#### [REQUIREMENT]
All of the data needs to be printed again, exactly as written.
─── DATASET EXCERPTS ───
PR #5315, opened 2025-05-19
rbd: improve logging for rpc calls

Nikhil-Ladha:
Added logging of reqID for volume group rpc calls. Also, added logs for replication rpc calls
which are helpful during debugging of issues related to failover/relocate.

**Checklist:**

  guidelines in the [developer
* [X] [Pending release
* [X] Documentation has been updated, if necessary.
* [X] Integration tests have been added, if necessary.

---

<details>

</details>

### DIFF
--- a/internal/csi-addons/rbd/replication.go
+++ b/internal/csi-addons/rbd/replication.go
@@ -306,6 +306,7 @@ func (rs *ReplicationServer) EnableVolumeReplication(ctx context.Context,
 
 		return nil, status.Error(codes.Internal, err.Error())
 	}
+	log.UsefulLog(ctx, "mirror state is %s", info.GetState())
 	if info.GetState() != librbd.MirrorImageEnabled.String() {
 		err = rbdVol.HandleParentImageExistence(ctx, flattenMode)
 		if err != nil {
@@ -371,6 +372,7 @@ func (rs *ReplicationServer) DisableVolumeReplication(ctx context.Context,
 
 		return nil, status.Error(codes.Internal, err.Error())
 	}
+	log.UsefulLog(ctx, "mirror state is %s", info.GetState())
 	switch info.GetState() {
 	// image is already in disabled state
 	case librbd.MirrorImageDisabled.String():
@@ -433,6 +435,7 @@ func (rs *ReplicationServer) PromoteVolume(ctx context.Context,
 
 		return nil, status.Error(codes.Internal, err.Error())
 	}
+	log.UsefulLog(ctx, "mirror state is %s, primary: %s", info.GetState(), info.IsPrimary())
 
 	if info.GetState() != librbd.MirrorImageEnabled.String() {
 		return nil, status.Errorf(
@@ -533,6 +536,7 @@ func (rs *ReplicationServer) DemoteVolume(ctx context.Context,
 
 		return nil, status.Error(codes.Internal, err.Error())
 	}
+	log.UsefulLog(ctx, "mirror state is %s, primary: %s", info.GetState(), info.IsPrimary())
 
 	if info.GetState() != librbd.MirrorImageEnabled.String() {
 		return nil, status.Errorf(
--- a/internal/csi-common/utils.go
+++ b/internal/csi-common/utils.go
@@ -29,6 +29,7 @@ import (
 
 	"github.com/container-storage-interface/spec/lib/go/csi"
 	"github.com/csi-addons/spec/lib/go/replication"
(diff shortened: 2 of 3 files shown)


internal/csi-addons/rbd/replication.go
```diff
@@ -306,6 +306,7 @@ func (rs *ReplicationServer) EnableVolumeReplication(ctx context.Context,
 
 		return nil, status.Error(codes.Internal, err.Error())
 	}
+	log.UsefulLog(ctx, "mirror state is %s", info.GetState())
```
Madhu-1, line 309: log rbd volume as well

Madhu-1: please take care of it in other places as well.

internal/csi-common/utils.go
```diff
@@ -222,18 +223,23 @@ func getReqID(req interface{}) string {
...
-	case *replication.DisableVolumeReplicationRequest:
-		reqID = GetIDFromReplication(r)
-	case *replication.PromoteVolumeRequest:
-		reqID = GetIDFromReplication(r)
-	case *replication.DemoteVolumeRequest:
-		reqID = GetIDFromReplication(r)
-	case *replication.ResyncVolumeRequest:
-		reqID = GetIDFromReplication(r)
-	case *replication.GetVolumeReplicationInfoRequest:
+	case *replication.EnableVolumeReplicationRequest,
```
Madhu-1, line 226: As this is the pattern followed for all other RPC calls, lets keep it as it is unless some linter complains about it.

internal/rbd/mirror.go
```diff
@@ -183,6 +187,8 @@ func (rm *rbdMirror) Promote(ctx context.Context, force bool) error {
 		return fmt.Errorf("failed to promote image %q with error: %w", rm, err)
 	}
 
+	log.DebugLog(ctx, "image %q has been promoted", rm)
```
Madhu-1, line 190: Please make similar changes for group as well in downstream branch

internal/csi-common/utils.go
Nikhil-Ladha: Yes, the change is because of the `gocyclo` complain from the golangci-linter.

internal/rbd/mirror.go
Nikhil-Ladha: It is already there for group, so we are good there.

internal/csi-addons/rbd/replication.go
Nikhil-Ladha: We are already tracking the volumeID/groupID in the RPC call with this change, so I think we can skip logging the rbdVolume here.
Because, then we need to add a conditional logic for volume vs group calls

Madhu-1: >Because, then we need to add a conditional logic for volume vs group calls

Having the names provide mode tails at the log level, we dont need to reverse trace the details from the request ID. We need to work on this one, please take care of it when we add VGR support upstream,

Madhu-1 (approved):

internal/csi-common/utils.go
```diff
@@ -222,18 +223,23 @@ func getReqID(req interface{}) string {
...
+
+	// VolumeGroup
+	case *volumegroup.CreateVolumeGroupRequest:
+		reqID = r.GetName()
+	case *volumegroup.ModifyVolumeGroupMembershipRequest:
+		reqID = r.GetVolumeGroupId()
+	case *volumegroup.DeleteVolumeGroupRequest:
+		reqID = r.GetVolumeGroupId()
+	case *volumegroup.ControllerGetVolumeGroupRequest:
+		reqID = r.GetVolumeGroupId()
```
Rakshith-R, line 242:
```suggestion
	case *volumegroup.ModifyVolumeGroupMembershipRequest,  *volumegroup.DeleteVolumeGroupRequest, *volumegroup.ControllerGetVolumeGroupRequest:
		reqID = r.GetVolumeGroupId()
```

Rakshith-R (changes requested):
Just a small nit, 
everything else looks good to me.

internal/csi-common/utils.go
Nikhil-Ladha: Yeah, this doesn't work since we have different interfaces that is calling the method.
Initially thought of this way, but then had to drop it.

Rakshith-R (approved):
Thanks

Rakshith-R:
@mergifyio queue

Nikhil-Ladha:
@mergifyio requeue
───
#### [YOUR RESPONSE]
PR #5315, opened 2025-05-19
rbd: improve logging for rpc calls

Nikhil-Ladha:
Added logging of reqID for volume group rpc calls. Also, added logs for replication rpc calls
which are helpful during debugging of issues related to failover/relocate.

**Checklist:**

  guidelines in the [developer
* [X] [Pending release
* [X] Documentation has been updated, if necessary.
* [X] Integration tests have been added, if necessary.

---

<details>

</details>

### DIFF
--- a/internal/csi-addons/rbd/replication.go
+++ b/internal/csi-addons/rbd/replication.go
@@ -306,6 +306,7 @@ func (rs *ReplicationServer) EnableVolumeReplication(ctx context.Context,
 
 		return nil, status.Error(codes.Internal, err.Error())
 	}
+	log.UsefulLog(ctx, "mirror state is %s", info.GetState())
 	if info.GetState() != librbd.MirrorImageEnabled.String() {
 		err = rbdVol.HandleParentImageExistence(ctx, flattenMode)
 		if err != nil {
@@ -371,6 +372,7 @@ func (rs *ReplicationServer) DisableVolumeReplication(ctx context.Context,
 
 		return nil, status.Error(codes.Internal, err.Error())
 	}
+	log.UsefulLog(ctx, "mirror state is %s", info.GetState())
 	switch info.GetState() {
 	// image is already in disabled state
 	case librbd.MirrorImageDisabled.String():
@@ -433,6 +435,7 @@ func (rs *ReplicationServer) PromoteVolume(ctx context.Context,
 
 		return nil, status.Error(codes.Internal, err.Error())
 	}
+	log.UsefulLog(ctx, "mirror state is %s, primary: %s", info.GetState(), info.IsPrimary())
 
 	if info.GetState() != librbd.MirrorImageEnabled.String() {
 		return nil, status.Errorf(
@@ -533,6 +536,7 @@ func (rs *ReplicationServer) DemoteVolume(ctx context.Context,
 
 		return nil, status.Error(codes.Internal, err.Error())
 	}
+	log.UsefulLog(ctx, "mirror state is %s, primary: %s", info.GetState(), info.IsPrimary())
 
 	if info.GetState() != librbd.MirrorImageEnabled.String() {
 		return nil, status.Errorf(
--- a/internal/csi-common/utils.go
+++ b/internal/csi-common/utils.go
@@ -29,6 +29,7 @@ import (
 
 	"github.com/container-storage-interface/spec/lib/go/csi"
 	"github.com/csi-addons/spec/lib/go/replication"
(diff shortened: 2 of 3 files shown)


internal/csi-addons/rbd/replication.go
```diff
@@ -306,6 +306,7 @@ func (rs *ReplicationServer) EnableVolumeReplication(ctx context.Context,
 
 		return nil, status.Error(codes.Internal, err.Error())
 	}
+	log.UsefulLog(ctx, "mirror state is %s", info.GetState())
```
Madhu-1, line 309: log rbd volume as well

Madhu-1: please take care of it in other places as well.

internal/csi-common/utils.go
```diff
@@ -222,18 +223,23 @@ func getReqID(req interface{}) string {
...
-	case *replication.DisableVolumeReplicationRequest:
-		reqID = GetIDFromReplication(r)
-	case *replication.PromoteVolumeRequest:
-		reqID = GetIDFromReplication(r)
-	case *replication.DemoteVolumeRequest:
-		reqID = GetIDFromReplication(r)
-	case *replication.ResyncVolumeRequest:
-		reqID = GetIDFromReplication(r)
-	case *replication.GetVolumeReplicationInfoRequest:
+	case *replication.EnableVolumeReplicationRequest,
```
Madhu-1, line 226: As this is the pattern followed for all other RPC calls, lets keep it as it is unless some linter complains about it.

internal/rbd/mirror.go
```diff
@@ -183,6 +187,8 @@ func (rm *rbdMirror) Promote(ctx context.Context, force bool) error {
 		return fmt.Errorf("failed to promote image %q with error: %w", rm, err)
 	}
 
+	log.DebugLog(ctx, "image %q has been promoted", rm)
```
Madhu-1, line 190: Please make similar changes for group as well in downstream branch

internal/csi-common/utils.go
Nikhil-Ladha: Yes, the change is because of the `gocyclo` complain from the golangci-linter.

internal/rbd/mirror.go
Nikhil-Ladha: It is already there for group, so we are good there.

internal/csi-addons/rbd/replication.go
Nikhil-Ladha: We are already tracking the volumeID/groupID in the RPC call with this change, so I think we can skip logging the rbdVolume here.
Because, then we need to add a conditional logic for volume vs group calls

Madhu-1: >Because, then we need to add a conditional logic for volume vs group calls

Having the names provide mode tails at the log level, we dont need to reverse trace the details from the request ID. We need to work on this one, please take care of it when we add VGR support upstream,

Madhu-1 (approved):

internal/csi-common/utils.go
```diff
@@ -222,18 +223,23 @@ func getReqID(req interface{}) string {
...
+
+	// VolumeGroup
+	case *volumegroup.CreateVolumeGroupRequest:
+		reqID = r.GetName()
+	case *volumegroup.ModifyVolumeGroupMembershipRequest:
+		reqID = r.GetVolumeGroupId()
+	case *volumegroup.DeleteVolumeGroupRequest:
+		reqID = r.GetVolumeGroupId()
+	case *volumegroup.ControllerGetVolumeGroupRequest:
+		reqID = r.GetVolumeGroupId()
```
Rakshith-R, line 242:
```suggestion
	case *volumegroup.ModifyVolumeGroupMembershipRequest,  *volumegroup.DeleteVolumeGroupRequest, *volumegroup.ControllerGetVolumeGroupRequest:
		reqID = r.GetVolumeGroupId()
```

Rakshith-R (changes requested):
Just a small nit, 
everything else looks good to me.

internal/csi-common/utils.go
Nikhil-Ladha: Yeah, this doesn't work since we have different interfaces that is calling the method.
Initially thought of this way, but then had to drop it.

Rakshith-R (approved):
Thanks

Rakshith-R:
@mergifyio queue

Nikhil-Ladha:
@mergifyio requeue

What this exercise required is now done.